Task: In the records below, find the lines that include "with" and copy each.

[Records from a collection]
PR #6905, opened 2025-07-08
flux-fsck: support --rootref option

chu11:
Problem: Flux-fsck defaults to fsck-ing the checkpoint stored in the KVS backing store.  There is no way to fsck check an alternate
root reference.

Support a new --rootref option where users can specify a specific root reference to begin with.

----

side notes:

- this is written independently of #6798, it can be considered a "prelude" PR where eventually users could specify the index of the checkpoint they actually want to fsck.

### DIFF
--- a/t/t2816-fsck-cmd.t
+++ b/t/t2816-fsck-cmd.t
@@ -15,14 +15,17 @@ test_expect_success 'load kvs' '
 '
 test_expect_success 'create some kvs content' '
 	flux kvs put dir.a=test &&
+	flux kvs getroot -b > a.rootref &&
 	flux kvs put dir.b=test1 &&
 	flux kvs put --append dir.b=test2 &&
 	flux kvs put --append dir.b=test3 &&
 	flux kvs put --append dir.b=test4 &&
+	flux kvs getroot -b > b.rootref &&
 	flux kvs put dir.c=testA &&
 	flux kvs put --append dir.c=testB &&
 	flux kvs put --append dir.c=testC &&
 	flux kvs put --append dir.c=testD &&
+	flux kvs getroot -b > c.rootref &&
 	flux kvs link dir alink &&
 	flux kvs namespace create testns &&
 	flux kvs put --namespace=testns dir.a=testns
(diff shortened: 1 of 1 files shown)


doc/man1/flux-fsck.rst
```diff
@@ -15,8 +15,8 @@ DESCRIPTION
 .. program flux fsck
 
 The :program:`flux fsck` checks the integrity of the KVS backing
-store, starting with the most recent checkpoint (root version) written
-to the backing store.
+store.  By default, it start with the most recent checkpoint (root version)
+written to the backing store.
```
garlick: s/start/starts/

doc/man1/flux-fsck.rst
```diff
@@ -34,6 +34,10 @@ OPTIONS
 
    Don't output diagnostic messages and discovered errors.
 
+.. option:: -r, --rootref
+
+   Use a specific root reference as the starting root version.
+
```
garlick: This might be expanded a little bit, e.g.

> -r, --rootref=BLOBREF
>
> Normally the check starts with the blobref in the most recent KVS checkpoint.
This option directs flux-fsck to start at an arbitrary point.  BLOBREF must refer to
an RFC 11 tree object of type "dir".

src/cmd/builtin/fsck.c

Response:
Support a new --rootref option where users can specify a specific root reference to begin with.
-store, starting with the most recent checkpoint (root version) written
+store.  By default, it start with the most recent checkpoint (root version)
> Normally the check starts with the blobref in the most recent KVS checkpoint.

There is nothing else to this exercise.